Download or read book The Mary Moore Cookbook written by Mary Moore and published by Hamilton, Ont. : M. Moore. This book was released on 1978 with total page 326 pages. Available in PDF, EPUB and Kindle. Book excerpt:
Download or read book Madame Solario written by and published by . This book was released on with total page pages. Available in PDF, EPUB and Kindle. Book excerpt:
Download or read book A Century of Artists Books written by Riva Castleman and published by ABRAMS. This book was released on 1997-09 with total page 0 pages. Available in PDF, EPUB and Kindle. Book excerpt: Published to accompany the 1994 exhibition at The Museum of Modern Art, New York, this book constitutes the most extensive survey of modern illustrated books to be offered in many years. Work by artists from Pierre Bonnard to Barbara Kruger and writers from Guillaume Apollinarie to Susan Sontag. An importnt reference for collectors and connoisseurs. Includes notable works by Marc Chagall, Henri Matisse, and Pablo Picasso.

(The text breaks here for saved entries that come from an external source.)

PR #287, opened 2022-02-03
Improve error warnings in forms

ghost:


frontend/src/pages/scenes/sceneForm/SceneForm.tsx
```diff
@@ -229,12 +229,16 @@ const SceneForm: FC<SceneProps> = ({ scene, initial, callback, saving }) => {
...
-    errors.title?.message,
-    errors.date?.message,
-    errors.duration?.message,
-    errors.studio?.id?.message,
-  ]);
+  const metadataErrors = [
+    { error: errors.title?.message, tab: "details" },
+    { error: errors.date?.message, tab: "details" },
+    { error: errors.duration?.message, tab: "details" },
+    { error: errors.studio?.id?.message, tab: "details" },
```
peolic, line 236: I found this does not actually work, [but this does](https://github.com/stashapp/stash-box/pull/247/commits/20b23e5ad86658cac375e33b949dcd0a9111fc93).
There's definitely some weirdness with the type generated by `yup`, maybe v1.0 (still beta) will fix that, as it overhauls the types.

ghost: I think this might only apply when using a controller? In any case, the current approach works fine, it's what is in use in production. I'll take a look at it when merging your PR though.

PR #308, opened 2022-02-12
Hide "Favorites" edit filter when a fixed type is provided

### LINKED ISSUE #302: [Feature] Favorites toggle serves no function on the studio 'Edits' tab
**Is your feature request related to a problem?**
The 'Favorites' switch serves no function on the studio 'Edits' tab and could be removed to clean up the UI.

It could be removed.

Schermafdruk_2022-02-11_18-37-26

peolic:
If a fixed type filter is provided, there's no use for filtering favorites (currently?)
Resolves #302

### DIFF
--- a/frontend/src/components/list/EditList.tsx
+++ b/frontend/src/components/list/EditList.tsx
@@ -49,6 +49,7 @@ const EditListComponent: FC<EditsProps> = ({
     type,
     status,
     operation,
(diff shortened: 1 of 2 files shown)


ghost:
Changed it to hide the fav button if an `id` is set. End result is the same for now, but might be relevant in the future.

PR #314, opened 2022-02-14
Partial scene date

peolic:
~~As stated on Discord, still need to verify drafts work.~~
Draft->Edit works as intended.


frontend/src/pages/scenes/sceneForm/SceneForm.tsx
```diff
@@ -273,6 +278,10 @@ const SceneForm: FC<SceneProps> = ({ scene, initial, callback, saving }) => {
               <Form.Control.Feedback type="invalid">
                 {errors?.date?.message}
               </Form.Control.Feedback>
+              {/* <Form.Text>
+                If the precise date is unknown the day and/or month can be
+                omitted.
+              </Form.Text> */}
```
peolic, line 297: Copied this from `PerformerForm`, but there isn't enough space for this text.
The error message for invalid date is kind of too long now, as well.

pkg/models/model_scene.go
```diff
@@ -214,8 +215,26 @@ func CreateScenePerformers(sceneID uuid.UUID, appearances []*PerformerAppearance
...
-	p.Date = SQLiteDate{String: date, Valid: true}
+func (p *Scene) setDate(fuzzyDate FuzzyDateInput) {
+	p.Date = SQLiteDate{String: fuzzyDate.Date, Valid: fuzzyDate.Date != ""}
+	p.DateAccuracy = sql.NullString{String: fuzzyDate.Accuracy.String(), Valid: fuzzyDate.Date != ""}
+}
+
+func (p Scene) ResolveDate() *FuzzyDate {
+	if !p.Date.Valid {
+		return nil
+	}
```
peolic, line 226: This change might affect Stash, if Stash expects date to never be null.
However, the schema for Stash-Box already has the date field defined as nullable.

peolic:
Stash-Box end works.
This, however, will require an update to Stash because date is no longer a String.
https://github.com/stashapp/stash/blob/c62b0b28ed27d8d37b252dd684998db7c6e28ee1/graphql/stash-box/query.graphql#L94-L99
```gql
date
```
vs
```gql
date {
  date
  accuracy
  # or
  ...FuzzyDateFragment
}
```

I don't particularly like this, but I could keep `date` a String and add a `date_accuracy`, which _is_ backwards compatible.
I would rather have `date` be similar to the performer birthdate schema, I would have to see if it's possible to have a union of a scalar (String) with an interface (FuzzyDate) and return a different type based on the request.

peolic:
I added `DateFuzzy` and deprecated `Date` instead. This is not very elegant, but it's backwards compatible.

ghost (approved):

PR #323, opened 2022-02-16
Match scene draft URL site using regex

peolic:
Not all URLs are studio URLs, basically. Some users have indexer URLs which can be matched.
~~Draft because I didn't yet have time to test this.~~


peolic:
Just realized it should check that the site's valid types contain `SCENE` as well.

PR #363, opened 2022-04-26
Don't add identical performer name to aliases on merge

peolic:
Merging `Adam` into `Adam` should not add alias `Adam`.


peolic:
@InfiniteTF I think the merge removed the main part of this PR (the `.filter()` on the aliases array)

PR #398, opened 2022-05-21
Add useQueryParams hook

ghost:
Replaces all query param handling with a hook. Fixes weirdness in the studio filter on the performer page.


peolic:
Interacted with it a little bit, works nicely!
Love the added feature to the performer studio filter (long URLs here we come 😄).

PR #1243, opened 2026-09-03
Add Circumcised and Penis Length fields for performers

he69man69:
# Add Circumcised and Penis Length fields for performers

## Summary

Stash-box models female-specific body attributes (breast type, cup/band/waist/hip size) on the Performer entity, but has no equivalent for male/transfemale/non-binary/intersex performers. Stash already supports circumcision status and penis length, and this closes that gap so stash-box can store and serve the same data, keeping edit history, voting, and merge-conflict resolution consistent with every other performer attribute.

- Adds two new nullable Performer fields:
  - **Circumcised** — enum, `CUT` / `UNCUT`.
  - **Penis length** — `Int`, centimeters (matches the existing convention of height/waist/hip being plain `Int`, not float)
- Threaded through the full stack: GraphQL schema, Postgres migration, sqlc queries, edit-diff/voting system, merge-conflict UI, performer drafts (for scraper/Stash submissions), and the performer edit form and detail page.
- **Visibility is gender-aware**, mirroring how breast attributes are already gated, but as an independent rule so transfemale performers can carry both breast and penis attributes, and transmale performers get neither:

  | Gender | Breast attributes | Penis attributes |
  |---|---|---|
  | Female | ✅ | ❌ |
  | Male | ❌ | ✅ |
  | Transgender Female | ✅ | ✅ |
  | Transgender Male | ❌ | ❌ |
  | Non-binary / Intersex / unset | ✅ | ✅ |

- No search/filter support was added (stored + displayed only, matching the smaller scope of most measurement fields).
- No backend gender enforcement, matching existing precedent (breast_type has none either).
- Bumps `schemaVersion` in `internal/database/database.go` from 75 to 76 to accomodate the new DB fields.

## Screenshots

Screenshot 2026-09-03 at 10 28 35

Screenshot 2026-09-03 at 10 30 01

## Known issues in testing

- Stash app doesn't submit these penis attributes via Draft submissions, so this will have to be handled separately.

## Test plan

- [x] `go build`, `go vet`, `go test` across affected backend packages
- [x] `tsc --noEmit`, `biome check`, full `vitest` suite (373 tests) on the frontend
- [x] Manually verified end-to-end against a local stash-box instance connected to a local Stash instance:
  - Created/edited performers of each gender and confirmed field visibility matches the table above
  - Confirmed pending-edit diff view, merge-conflict UI, and performer detail page render the new fields correctly
  - Confirmed performer draft submission from Stash round-trips the new fields once Stash sends them
  - Confirmed values clear correctly when switching a performer's gender to one where a field group no longer applies


he69man69:
Closing, two more issues to fix.

PR #1256, opened 2026-09-06
Dedup cron cleanDrafts with semaphore

slick-daddy:
## What I did
- #10: `internal/cron/cron.go` — added `sem.TryAcquire` + `defer Release` to `cleanDrafts()`

## Why needed
- Only `processEdits` had dedup guard; other cron tasks could overlap/run twice.

## Impact
- 5 lines; prevents duplicate `cleanDrafts` runs; zero behavior change for single-run case.


InfiniteStash:
This is meaningless, there is no chance of draft cleaning running on top of each other, and it wouldn't matter if they did.

PR #1258, opened 2026-09-06
Batch query param pre-alloc

slick-daddy:
## What I did
- #12: `internal/queries/helpers.go` — added `QueryIDs` with `make(..., len(ids))` pre-alloc.

## Why needed
- Query parameter slices built via append; capacity known from input.

## Impact
- 6 lines; fewer allocs per batch query.


InfiniteStash:
This literally does nothing.

PR #1259, opened 2026-09-06
Batch bm25Search plan setup once

slick-daddy:
## What I did
- #4: `internal/service/performer/service.go` — `bm25Search` plan setup wrapped in `sync.Once`.

## Why needed
- Each search call ran `SET LOCAL plan_cache_mode`; once is sufficient per process.

## Impact
- 7 lines; removes repeated DDL overhead.


InfiniteStash:
This is incorrect.

PR #1261, opened 2026-09-06
Lazy PerformerInfo/ScenePairings

slick-daddy:
## What I did
- Frontend #8: `frontend/src/pages/performers/Performer.tsx` — `PerformerInfo` + `ScenePairings` loaded via `React.lazy`
- Added `React.Suspense` to make them actually work
## Why needed
- Heavy sub-components bundled eagerly; split by route reduces JS load.

## Impact
- Lazy load only when tab rendered


InfiniteStash:
This is incorrect. PerformerInfo is always loaded, and ScenePairings is only mounted on demand.

PR #1268, opened 2026-09-09
Update github actions

InfiniteStash:


.github/workflows/build.yml
```diff
@@ -30,36 +30,29 @@ jobs:
...
-
-    - name: Install Node
-      uses: actions/setup-node@v4
-      with:
-        node-version: '24'
 
     - name: Install PNPM
       uses: pnpm/action-setup@v6
       with:
         version: 11
```
slick-daddy: pnpm 12 is stable and it is a rewrite in Rust, it makes sense to upgrade: https://pnpm.io/blog/releases/12.0

.github/workflows/frontend-lint.yml
```diff
@@ -21,25 +21,19 @@ jobs:
...
-      - name: Cache node packages
-        uses: actions/cache@v4
-        env:
-          cache-name: cache-node_modules
+      - name: Install Node
+        uses: actions/setup-node@v7
         with:
-          path: frontend/node_modules
-          key: ${{ runner.os }}-build-${{ env.cache-name }}-${{ hashFiles('frontend/pnpm-lock.yaml') }}
+          node-version: '24'
```
slick-daddy: Node 26 is stable as well but gains are not much. So it is up to us: https://nodejs.org/en/blog/release/v26.8.2

Issue #1141, opened 2026-06-02
[Feature] Additional metadata for male performers


InfiniteUsernames:
**Is your feature request related to a problem? Please describe.**
Male performers are missing basic metadata fields in StashDB, such as penis size and circumcision status. Stashapp does have these fields, but they are missing in the database.

While penis size and circumcision status are the most basic, it would additionally be useful to have body type markers (similar to what is available for women in breast size and waist size). For male performers, we assume it would make sense to use nomikers like "twink" or "bear". That said, I assume this is less objective and might be harder to implement than something like penis size and circumcision status

**Describe the solution you'd like**
Add at least the penis size and circumcision status fields to StashDB

For the body types, perhaps this can be associated with tags to give some degree of flexibility?

**Additional context**
See also this discussion: https://discourse.stashapp.cc/t/metadata-for-male-performers/6561

discourse-stashapp:
This issue has been mentioned on **Stash Forum**. There might be relevant details there:

https://discourse.stashapp.cc/t/metadata-for-male-performers/6561/16

cgnz2002:
+1 on this

he69man69:
Copying over to relevant issue:

Proposal on handling this:

- Genitals (new field, not always shown), which is used in validation for other attributes (Vulva/Penis attributes)
- Genders (existing model, not touching anything there, but used to gate genital attributes):
  - Male: Has Penis inferred[^1] (no additional dropdown), and gets Penis attributes. Has N/A Breast attributes and no frontend options (as it does today). **Net effect: Gets two new boxes of Circumcised and Penis length, matching Stash app.** 
  - Female: Has Vulva inferred (no additional dropdown), and gets Vulva attributes if that comes down the line so the data model can be ready. Has Breast attributes (as it does today). If more attributes are recommended in how the Vulva looks, those can get shown (thinking of Innie Pussy and Outie Pussy tags, Natural pre-selected vs Artifical for trans, etc). **Net effect: No new boxes.**
  - Trans/Intersex/NB performers: Gets Genital/Breast Type dropdowns (with defaults selected) to describe either case as needed.
    - Transmales: Neither are selected by default, since majority of porn showcases a person with breasts removed and a vulva.
    - Transfemales: Both are selected by default, since majority of porn showcases a person with breasts and a penis.

Net DB effect on new fields (with no effect on existing field options):
[...]

Issue #784, opened 2024-05-17
Add cut/uncut and penis length to stastdh


sarimsalman93:
While it is already in the stashapp, the circumcision status and penis length fields are not available yet in stashdb. Would be nice to add it.

echo6ix:
Partial duplicate of and related to #206

Issue #206, opened 2021-11-30
[Feature] Add penis size, for male and trans performers


ghost:
Should function similarly to measurement fields in that it's hidden for "incompatible" genders.

baloodusudouest:
Agree!

PR #1269, opened 2026-09-10
Add genital attributes to performers

he69man69:
# Add genital attributes to performers

Adds a "bottom half" counterpart to the existing breast attributes, so performers can be described as they appear on screen. Off by default, and instances opt in explicitly via config.

Ties into feature 206 on https://github.com/stashapp/stash-box/milestone/1

## New fields

_Edit: Augmented Vagina is now Constructed Vagina_

| Field | Type | Storage |
|---|---|---|
| `genitals` | `GenitalEnum`: `CIR_PENIS`, `UNCIR_PENIS`, `NAT_VAGINA`, `CONS_VAGINA` | nullable `varchar(20)` |
| `penis_length` | `Int` (centimetres) | nullable `integer` |

"Unknown" is the null / unset state (the default for every existing and new performer).

Both fields are wired through the same paths as `breast_type` / the measurement fields: `Performer`, `PerformerCreateInput` / `UpdateInput` / `EditDetailsInput`, `PerformerEdit`, the edit / voting / merge, and drafts (`genitals` only, as a free-text string, mirroring `breast_type`; `penis_length` is not a draft field, mirroring `hip_size`). 

## Admin opt-in: `enable_genital_attributes`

Download or read book Slavery and the British Country House written by Madge Dresser and published by Historic England Publishing. This book was released on 2013 with total page 0 pages. Available in PDF, EPUB and Kindle. Book excerpt: The British country house has long been regarded as the jewel in the nation's heritage crown. But the country house is also an expression of wealth and power, and as scholars reconsider the nation's colonial past, new questions are being posed about these great houses and their links to Atlantic slavery.This book, authored by a range of academics and heritage professionals, grew out of a 2009 conference on 'Slavery and the British Country house: mapping the current research' organised by English Heritage in partnership with the University of the West of England, the National Trust and the Economic History Society. It asks what links might be established between the wealth derived from slavery and the British country house and what implications such links should have for the way such properties are represented to the public today.Lavishly illustrated and based on the latest scholarship, this wide-ranging and innovative volume provides in-depth examinations of individual houses, regional studies and critical reconsiderations of existing heritage sites, including two studies specially commissioned by English Heritage and one sponsored by the National Trust.